Segredos do Caminho de Santiago- 3ª parte- Alerta vermelho: vendaval


Depois da discussão no dia anterior, não tinha “clima” para que eu caminhasse com minhas companheiras de viagem até Triacastela, o próximo destino a 24 km de distância. Elas estavam chateadas comigo, e eu me sentindo culpada e rejeitada.
Decidi acordar mais cedo e sair sozinha. Encontraria com elas no final do dia no albergue
em Triacastela.

 Assim que levantei fiquei sabendo de um alerta vermelho avisando sobre vendaval naquela região do norte da Espanha, para aquele dia. Esses avisos são comuns em determinadas épocas do ano.  Mas a chuva havia passado e o céu estava claro naquela manhã quando acordei.  Não queria encontrar com minhas amigas, que já deveriam estar levantando. Portanto, tomei o café da manhã rapidamente, peguei minha mochila e saí.

Galicia
Quando comecei a trilha percebi que o vento estava mais forte que o normal. Na paisagem linda e verde da Galícia, as árvores começaram a balançar tanto que resolvi sair da trilha e ir pela estrada de asfalto. Ali seria mais fácil encontrar  abrigo se precisasse. Continuei caminhando descendo a montanha até que começou a chover de novo e a ventania piorou. A essa altura, não via nenhum peregrino pelo caminho. O vento começou a soprar muito forte, fazendo muito barulho.  Minha capa de chuva batia com força nas minhas pernas.  Estava muito difícil caminhar, mas eu insistia. Não queria nem pensar em voltar ao Cebreiro. Imaginei que Andreia e Celinha já tinham saído também de lá. Como estariam se virando debaixo daquela ventania toda? Nunca tinha visto nada igual no Brasil. Nunca tinha passado por um vendaval, muito menos a pé!
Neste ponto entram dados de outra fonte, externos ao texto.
PR #443, opened 2019-02-11
Big refactoring of the Inbox

BaptisteGelez:
We now have a type that routes an activity through the registered handlers
until one of them matches.

Each Actor/Activity/Object combination is represented by an implementation of AsObject

These combinations are then registered on the Inbox type, which will try to deserialize
the incoming activity in the requested types.

Advantages:
- nicer syntax: the final API is clearer and more idiomatic
- more generic: only two traits (`AsActor` and `AsObject`) instead of one for each kind of activity
- we always try to dereference unknown objects
- it is easier to see which activities we handle and which one we don't

(sorry for the big diff once again :confused:)


plume-common/src/activity_pub/inbox.rs
```diff
@@ -1,48 +1,439 @@
...
+///
+/// # Panics
+///
+/// This function panics if the value is neither a string nor an object with an
+/// `id` field that is a string.
+fn get_id<'a>(json: serde_json::Value) -> String {
+    match json {
+        serde_json::Value::String(s) => s,
+        serde_json::Value::Object(map) => get_id(map["id"].clone()),
+        // I don't know if it is really a good idea to panic here…
```
fdb-hiroshima: as it is more of a lib kind, I don't think it is a good idea. Returning an Option<String> and `.expect()`ing on it would be better if possible

plume-common/src/activity_pub/inbox.rs
```diff
@@ -1,48 +1,439 @@
...
+/// Otherwise we return its `id` field, if it is a string
+///
+/// # Panics
+///
+/// This function panics if the value is neither a string nor an object with an
+/// `id` field that is a string.
+fn get_id<'a>(json: serde_json::Value) -> String {
+    match json {
+        serde_json::Value::String(s) => s,
+        serde_json::Value::Object(map) => get_id(map["id"].clone()),
```
fdb-hiroshima: is it calling itself recursively? a `{"id":{"id":{"id":{"id":"something"}}}` would be considered valid and having an id if so, and as it is cloning, with a big enough json, memory usage could grow quadratic to the size of the original payload

plume-models/src/blogs.rs
```diff
@@ -384,7 +387,7 @@ impl WithInbox for Blog {
     }
 
     fn is_local(&self) -> bool {
-        self.instance_id == 0
+        self.instance_id == 1 // TODO: this is not always true
```
fdb-hiroshima: why was it 0 before and 1 now?

plume-models/src/lib.rs
```diff
@@ -140,10 +141,37 @@ impl From<std::io::Error> for Error {
     }
 }
 
+impl From<plume_common::activity_pub::inbox::InboxError> for Error {
```
fdb-hiroshima: this could use a `use` statement :thinking:

plume-models/src/lib.rs
```diff
@@ -306,7 +334,9 @@ pub fn ap_url(url: &str) -> String {
 #[cfg(test)]
 #[macro_use]
 mod tests {
-    use diesel::{dsl::sql_query, Connection, RunQueryDsl};
+    #[cfg(feature = "sqlite")]
```
fdb-hiroshima: does this mean no more warnings when building with pg backend?

plume-models/src/mentions.rs
```diff
@@ -3,7 +3,7 @@ use diesel::{self, ExpressionMethods, QueryDsl, RunQueryDsl};
 
 use comments::Comment;
 use notifications::*;
-use plume_common::activity_pub::inbox::Notify;
+// use plume_common::activity_pub::inbox::Notify;
```
fdb-hiroshima: ?

plume-models/src/blogs.rs
BaptisteGelez: This function is never used I think, so we didn't noticed this bug before, but the first ID in databases is 1, never 0.

plume-models/src/lib.rs
BaptisteGelez: Normally, yes. :slightly_smiling_face:

plume-models/src/mentions.rs
BaptisteGelez: I guess I temporally "disabled" it to see what errors I got or something like that, and I forgot to completely remove it. :grimacing: (I should probably review my own code before pushing it)

src/routes/comments.rs
```diff
@@ -101,11 +105,15 @@ pub fn create(blog_name: String, slug: String, form: LenientForm<NewCommentForm>
...
 
 #[post("/~/<blog>/<slug>/comment/<id>/delete")]
-pub fn delete(blog: String, slug: String, id: i32, user: User, conn: DbConn, worker: Worker) -> Result<Redirect, ErrorPage> {
+pub fn delete(blog: String, slug: String, id: i32, user: User, conn: DbConn, worker: Worker, searcher: Searcher) -> Result<Redirect, ErrorPage> {
     if let Ok(comment) = Comment::get(&*conn, id) {
         if comment.author_id == user.id {
             let dest = User::one_by_instance(&*conn)?;
-            let delete_activity = comment.delete(&*conn)?;
+            let delete_activity = comment.build_delete(&*conn)?;
+            Inbox::handle(&Context::build(&conn, &searcher), serde_json::to_value(&delete_activity).map_err(Error::from)?)
```
fdb-hiroshima: this line seems to be failing on my local instance. I haven't searched why yet

src/inbox.rs
```diff
@@ -24,140 +13,110 @@ use serde_json;
...
+    Post => Post,
+    Reshare => Reshared
+}
+
+fn inbox(conn: &Connection, search: &Searcher, act: serde_json::Value) -> Result<InboxResult, Error> {
+    Inbox::handle(&Context::build(conn, search), act)
+        .with::<User, Announce, Post,            _>()
+        .with::<User, Create,   Comment,         _>()
+        .with::<User, Create,   Post,            _>()
+        .with::<User, Delete,   Comment,         _>()
```
fdb-hiroshima: Deleting comment seems to return a `Shared inbox error: Inbox(InvalidObject)`

src/routes/posts.rs
```diff
@@ -407,7 +410,11 @@ pub fn delete(blog_name: String, slug: String, conn: DbConn, user: User, worker:
             Ok(Redirect::to(uri!(details: blog = blog_name.clone(), slug = slug.clone(), responding_to = _)))
         } else {
             let dest = User::one_by_instance(&*conn)?;
-            let delete_activity = post.delete(&(&conn, &searcher))?;
+            let delete_activity = post.build_delete(&*conn)?;
+            Inbox::handle(&Context::build(&*conn, &searcher), serde_json::to_value(&delete_activity).map_err(Error::from)?)
```
fdb-hiroshima: This seems to be failing too

src/inbox.rs
```diff
@@ -24,140 +13,110 @@ use serde_json;
...
+        .with::<User, Delete,   Post,            _>()
+        .with::<User, Follow,   User,            _>()
```
fdb-hiroshima: this doesn't seems to work

src/inbox.rs
```diff
@@ -24,140 +13,110 @@ use serde_json;
...
+        .with::<User, Like,     Post,            _>()
```
fdb-hiroshima: this doesn't seems to work

src/inbox.rs
```diff
@@ -24,140 +13,110 @@ use serde_json;
...
+    Reshare => Reshared
+}
+
+fn inbox(conn: &Connection, search: &Searcher, act: serde_json::Value) -> Result<InboxResult, Error> {
+    Inbox::handle(&Context::build(conn, search), act)
+        .with::<User, Announce, Post,            _>()
+        .with::<User, Create,   Comment,         _>()
+        .with::<User, Create,   Post,            _>()
+        .with::<User, Delete,   Comment,         _>()
+        .with::<User, Delete,   Post,            _>()
```
fdb-hiroshima: Deleting post seems to return a `Shared inbox error: Inbox(InvalidObject)`

src/inbox.rs
```diff
@@ -24,140 +13,110 @@ use serde_json;
...
+    Comment => Commented,
+    follows::Follow => Followed,
+    likes::Like => Liked,
+    Post => Post,
+    Reshare => Reshared
+}
+
+fn inbox(conn: &Connection, search: &Searcher, act: serde_json::Value) -> Result<InboxResult, Error> {
+    Inbox::handle(&Context::build(conn, search), act)
+        .with::<User, Announce, Post,            _>()
```
fdb-hiroshima: this doesn't seems to work

src/routes/comments.rs
BaptisteGelez: If it is exactly on this line, the only thing that can fail is the JSON serialization I think. But that doesn't make sense?? I'll see if I can reproduce.

BaptisteGelez:
Thanks for your review @fdb-hiroshima. I'll try to reproduce your issues and fix them, and maybe add tests for it in plume-models too.

src/routes/comments.rs
fdb-hiroshima: I've added a debug print on the line above and the line under, I get one but not the other (I consider with::<...> and done to be on the same line, they are the same statement)

plume-common/src/activity_pub/inbox.rs
```diff
@@ -1,48 +1,560 @@
...
 
-pub trait Notify<C> {
-    type Error;
+/*
+ Type arguments:
+ - C: Context
+ - E: Error
+ - R: Result
+*/
+impl<'a, C, E, R> Inbox<'a, C, E, R> where E: From<InboxError<E>> + Debug {
```
igalic: what does the `where` clause here mean? I've never seen `+ Debug` @_@

plume-common/src/activity_pub/inbox.rs
```diff
@@ -1,48 +1,560 @@
...
+///
+/// - `C`: the context to be passed to this activity handler from the `Inbox` (usually a database connection)
+pub trait AsActor<C>: Sized {
+    /// Return the URL of this actor's inbox
     fn get_inbox_url(&self) -> String;
 
-    fn get_shared_inbox_url(&self) -> Option<String>;
+    /// If this actor has shared inbox, its URL should be returned by this function
+    fn get_shared_inbox_url(&self) -> Option<String> {
+        None
```
igalic: is this missing an implementation, or is this it? 😜

plume-models/src/blogs.rs
igalic: Instance should probably have a method that returns the local `instance_id`

plume-common/src/activity_pub/inbox.rs
fdb-hiroshima: This mean that E must Implement `From<InboxError<E>>` and `Debug` (`Debug` allow ugly display via `println!("{:?}", yourStruct)`) for the functions in this impl block to be available

plume-common/src/activity_pub/inbox.rs
BaptisteGelez: No it is the default implementation: unless the implementation specifies a shared inbox URL, it is `None` (but in reality I think all our implementations override this behavior)

BaptisteGelez:
I fixed all the conflicts, and now instead of using `Context` we use `PlumeRockets`. I also deployed this branch to https://baptiste.gelez.xyz to make testing easier if needed.

plume-common/src/activity_pub/inbox.rs
```diff
@@ -1,48 +1,582 @@
...
+
+    /// Registers an handler on this Inbox.
+    pub fn with<A, V, M>(self) -> Inbox<'a, C, E, R>
+    where
+        A: AsActor<&'a C> + FromId<C, Error = E>,
+        V: activitypub::Activity,
+        M: AsObject<A, V, &'a C, Error = E> + FromId<C, Error = E>,
+        M::Output: Into<R>,
+    {
+        if let Inbox::NotHandled(ctx, act, e) = self {
```
igalic: is there such a thing as `if not let`? so we can move this whole block out by one indent, by returning early?

plume-models/src/comments.rs
```diff
@@ -265,25 +310,40 @@ impl FromActivity<Note, Connection> for Comment {
         }
 
         comm.notify(conn)?;
+        dbg!("hey 6");
```
igalic: debug?

plume-models/src/comments.rs
```diff
@@ -265,25 +310,40 @@ impl FromActivity<Note, Connection> for Comment {
...
+                m.delete(conn)?;
+            }
+            diesel::update(comments::table)
+                .filter(comments::in_response_to_id.eq(self.id))
+                .set(comments::in_response_to_id.eq(self.in_response_to_id))
+                .execute(conn)?;
+            diesel::delete(&self).execute(conn)?;
+            Ok(())
+        } else {
+            Err(Error::Unauthorized)
```
igalic: if author != reiten Err

and remove the entire of indent, pls

plume-common/src/activity_pub/inbox.rs
BaptisteGelez: I don't think so…

plume-models/src/comments.rs
BaptisteGelez: Oops.

plume-common/src/activity_pub/inbox.rs
fdb-hiroshima: There is match

BaptisteGelez:
So I did some testing, and here are the results:

|                | Mastodon |                 Pleroma                 |      Plume     |
|:--------------:|:--------:|:---------------------------------------:|:--------------:|
|    Announce    |     ✔️    |                    ✔️                    |        ✔️       |
|   Create Note  |   ✔️ (1)  |                  ✔️ (1)                  |      ✔️ (1)     |
| Create Article |     -    |                    -                    | `InvalidObject`|
|   Delete Note  |   ✔️ (2)  |                  ✔️ (2)                  |      ✔️ (2)     |
| Delete Article |     -    |                    -                    | Could not test |
|     Follow     |   ✔️ (3)  |                    ✔️                    |        ✔️       |
|      Like      |     ✔️    |                    ✔️                    |        ✔️       |
|  Undo Announce |     ✔️    |              `InvalidObject`            |  `InvalidObject`|
|   Undo Follow  |     ✔️    |                    ✔️                    |        ✔️       |
|    Undo Like   |     ✔️    |  No error in the logs, but doesn't work |        ✔️       |
| Update Article |     -    |                    -                    |  Couldn't test |

1. The CW is not here
2. The notification is not deleted (see #499)
3. There is no error, but after refreshing the Mastodon page, the follow is not accepted (:hourglass: icon)

I will try to debug a bit more the errors I encountered.

igalic:
it would be cool if we could add a `service: mastodon` and `service: pleroma` to Travis 😅

BaptisteGelez:
I think if we were on Gitlab we could just pull their Docker images… I really miss Gitlab CI.

fdb-hiroshima:
can't we do it the ugly way with some bash script?

BaptisteGelez:
We could, but it would take a lot of time to install all the dependencies, and the CI already takes so long to run.

igalic:
i think we're starting to discuss integration tests, and it's not really fruitful in this PR.

plume-models/src/users.rs
```diff
@@ -731,23 +731,17 @@ impl FromId<PlumeRocket> for User {
...
 
-        if acct
-            .object
-            .ap_actor_props
-            .preferred_username_string()?
-            .contains(&['<', '>', '&', '@', '\'', '"'][..])
-        {
+        let username = acct.object.ap_actor_props.preferred_username_string()?;
+
+        if username.contains(&['<', '>', '&', '@', '\'', '"'][..]) {
```
igalic: and space.

BaptisteGelez:
So, I fixed most issues (and updated the table above). I just need to understand why Pleroma is failing to undo like/boost, fix the space issue @igalic found (even if it is not directly related to this PR, it was here before), and do some optimizations (the current algorithm can dereference the same URL multiple times while handling the same activity for the moment). After that, I think this PR will be ready for real.

BaptisteGelez:
Update: I optimized the algorithm a little bit to avoid dereferencing the same object twice, fixed the space-in-username issue, and found why it was not possible to Undo Announce and Like from Pleroma. It was just not sending the activity to Plume because no one was following the Pleroma account on the Plume instance. It works fine if I follow my Pleroma account from Plume. I still created a [bug report](https://git.pleroma.social/pleroma/pleroma/issues/779).

plume-models/src/lib.rs
```diff
@@ -344,3 +378,4 @@ pub mod schema;
 pub mod search;
 pub mod tags;
 pub mod users;
+pub use plume_rocket::PlumeRocket;
```
igalic: fmt will not be happy with this :P

BaptisteGelez: Yes, I saw that. Fixed it. ^^

plume-common/src/activity_pub/inbox.rs
```diff
@@ -1,48 +1,609 @@
...
 }
 
-pub trait Deletable<C, A> {
-    type Error;
+/// Get the ActivityPub ID of a JSON value.
+///
+/// If the value is a string, its value is returned.
+/// Otherwise we return its `id` field, if it is a string
+///
+/// # Panics
```
fdb-hiroshima: I don't think it can actually panic? Also the `Otherwise we return its 'id' field, if it is a string` is a bit unclear

plume-common/src/activity_pub/inbox.rs
```diff
@@ -1,48 +1,609 @@
...
+///
+/// The two functions to implement are `from_activity` to create (and save) a new object
+/// of this type from its AP representation, and `from_db` to try to find it in the database
+/// using its ID.
+///
+/// When dealing with the "object" field of incoming activities, `Inbox` will try to see if it is
+/// a full object, and if so, save it with `from_activity`. If it is only an ID, it will try to find
+/// it in the database with `from_db`, and otherwise dereference (fetch) the full object and parse it
+/// with `from_activity`.
+pub trait FromId<C>: Sized {
```
fdb-hiroshima: Isn't Sized implied by default?

plume-common/src/activity_pub/inbox.rs
BaptisteGelez: Yeah, I think I forgot to update the docs.

plume-common/src/activity_pub/inbox.rs
BaptisteGelez: IIRC, the compiler threw errors when it wasn't here. :woman_shrugging:

BaptisteGelez: I'll try to remove it just to be sure.

BaptisteGelez: It was explicitly needed here, to be able to have `Result<Self, _>` here, but was not actually required on the two other types.

fdb-hiroshima: ok, I did not know

plume-models/src/blogs.rs
```diff
@@ -409,7 +298,106 @@ impl IntoId for Blog {
...
+    type Object = CustomGroup;
+
+    fn from_db(c: &PlumeRocket, id: &str) -> Result<Self> {
+        Self::find_by_ap_url(&c.conn, id)
+    }
+
+    fn from_activity(c: &PlumeRocket, acct: CustomGroup) -> Result<Self> {
+        let url = Url::parse(&acct.object.object_props.id_string()?)?;
+        let inst = url.host_str()?;
+        let instance = Instance::find_by_domain(&c.conn, inst).or_else(|_| {
```
fdb-hiroshima: out of scope for this pr, but we should consider a `find_or_create` of some kind instead of `find_by_domain.or_else(insert)`, so to not tie to much code from one part of the model to another

plume-models/src/blogs.rs
```diff
@@ -703,7 +693,9 @@ pub(crate) mod tests {
             )
             .unwrap();
 
-            assert_eq!(Blog::find_by_fqn(conn, "SomeName").unwrap().id, blog.id);
+            dbg!(blog.fqn);
```
fdb-hiroshima: is this wanted or leftover?

plume-models/src/posts.rs
```diff
@@ -131,13 +128,15 @@ impl<'a> Provider<(&'a Connection, &'a Worker, &'a Searcher, Option<i32>)> for P
...
+            .get_results::<Post>(conn)
             .map(|ps| {
                 ps.into_iter()
                     .filter(|p| {
                         p.published
-                            || user_id
-                                .map(|u| p.is_author(conn, u).unwrap_or(false))
+                            || rockets
+                                .user
+                                .clone()
```
fdb-hiroshima: I think we should try to chase clones everywhere, a lot of theme could be as_ref, which more efficient in term of both memory and computation

plume-models/src/posts.rs
```diff
@@ -131,13 +128,15 @@ impl<'a> Provider<(&'a Connection, &'a Worker, &'a Searcher, Option<i32>)> for P
...
+                                .map(|u| p.is_author(conn, u.id).unwrap_or(false))
```
fdb-hiroshima: wouldn't a `and_then` be more appropriate?

plume-models/src/posts.rs
```diff
@@ -68,17 +67,17 @@ pub struct NewPost {
...
+    fn get(rockets: &PlumeRocket, id: i32) -> ApiResult<PostEndpoint> {
+        let conn = &*rockets.conn;
         if let Ok(post) = Post::get(conn, id) {
             if !post.published
-                && !user_id
-                    .map(|u| post.is_author(conn, u).unwrap_or(false))
+                && !rockets
+                    .user
+                    .clone()
+                    .map(|u| post.is_author(conn, u.id).unwrap_or(false))
```
fdb-hiroshima: wouldn't a and_then be more appropriate?

plume-models/src/posts.rs
```diff
@@ -925,154 +873,365 @@ impl Post {
...
+        let post = Post::insert(
+            conn,
+            NewPost {
+                blog_id: blog?.id,
+                slug: title.to_kebab_case(),
+                title,
+                content: SafeString::new(&article.object_props.content_string()?),
+                published: true,
+                license,
+                // FIXME: This is wrong: with this logic, we may use the display URL as the AP ID. We need two different fields
```
fdb-hiroshima: is it related to #296 ?

po/plume-front/en.po~
```diff
@@ -0,0 +1,45 @@
+msgid ""
```
fdb-hiroshima: aren't ~ files backup some editor make?

plume-models/src/blogs.rs
BaptisteGelez: leftover…

plume-models/src/posts.rs
BaptisteGelez: More or less I think. Adding a `url` field to posts could solve both issues.

po/plume-front/en.po~
BaptisteGelez: These files are generated by the gettext command line tools, but they are normally gitignored. I'll remove them.

fdb-hiroshima:
### Federation with old Plume
#### Sending activities
 - Unsubscribing from a user does not seem to delete the entry in database
 - Sending comment don't seem to propagate CW (maybe bug from old Plume)
#### Receiving
all right

### Federation with itself
 - Unsubscribing from a user does not seem to delete the entry in database
 - Sending/Receiving Post Update does not seems to update post cover-picture

### pleroma
todo

plume-models/src/posts.rs
```diff
@@ -208,15 +208,10 @@ impl Provider<PlumeRocket> for Post {
         let domain = &Instance::get_local(&conn)
             .map_err(|_| ApiError::NotFound("posts::update: Error getting local instance".into()))?
             .public_domain;
-        let author = User::get(
```
fdb-hiroshima: wow I missed how ugly this thing was

fdb-hiroshima:
https://github.com/Plume-org/Plume/pull/443#issuecomment-476341573 by the way if we manage to get some certificate win can use in tests, this is now probably possible with circleci

BaptisteGelez:
@fdb-hiroshima The issues with Pleroma are normally fixed now.

BaptisteGelez:
Yay, Finally! Thank you @igalic and @fdb-hiroshima for reviewing this big PR! :blush:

Esperando o albergue abrir
Caminhei por quase 10 km até que encontrei um pequeno café na estrada, onde parei para descansar e esperar a ventania diminuir um pouco. Pela minha cabeça só passava a ideia de chegar logo a Triacastela e como estariam minhas amigas. Quando me lembro daquele dia me pergunto como eu consegui. No final, a ventania melhorou um pouco e eu cheguei a Triacastela sã e salva.  Cheguei ao albergue por volta das 4 horas da tarde, molhada e muito cansada. Mas uma coisa eu percebi: meu joelho aquele dia me incomodou bem menos!

Tomei um banho, comi alguma coisa num restaurante perto do albergue e fiquei por ali mesmo, observando alguns peregrinos que chegavam, esperando ver Andreia e Celinha chegarem a qualquer hora. Andreia devia estar mais calma, eu ia me desculpar de novo e nós três chegaríamos em paz em Santiago de Compostela dentro de poucos dias.

Mas elas não chegaram. Fui dormir mais tarde esperando e pensando no que teria acontecido.  Será que desistiram de parar em Triacastela e foram para outra cidade? Será que estavam evitando me encontrar? No dia seguinte acordei triste e sem nenhuma pista sobre as duas. Perguntei para outros peregrinos. Ninguém tinha noticias delas.

A partir daí eu caminhei sozinha até Santiago. Posteriormente fiquei sabendo que elas tentaram iniciar a trilha, mas desistiram por causa do vendaval. Ficaram no Cebreiro naquele dia. Com isso nos separamos. Segui o meu caminho solitário nos seis últimos dias, de Triacastela para Sarria, de Sarria a  Portomarin, de Portomarin a Palais de Rei, de Pais de Rei a Arzúa, de Arzúa a Ruá e finalmente de Ruá a Santiago de Compostela.

E foi muito bom caminhar sozinha. Pude pensar na minha vida, sentir o cheiro delicioso do ar da Galícia, curtir as paisagens e o verde, o clima mais frio e úmido. Meu joelho continuava doendo mas não me impediu de caminhar. Por vários trechos caminhei com peregrinos de todos os lugares do mundo e conversamos sobre nossas vidas e nossos países. É impressionante a sensação de paz e de felicidade, não importa o quão difícil ou doloroso possa ser algumas partes do Caminho. Mesmo no frio, molhada ou com dor nos joelhos eu hoje me lembro da sensação de me sentir protegida, feliz e em paz, debaixo da minha capa de chuva amarela. Ali eu aprendi que dificuldades são fundamentais para nos tornar mais forte, assim como muito conforto nos debilita e nos torna medrosos.

Mas pensava sempre onde estariam Andreia e Celinha e comecei a lembrar dos nossos dias no Caminho.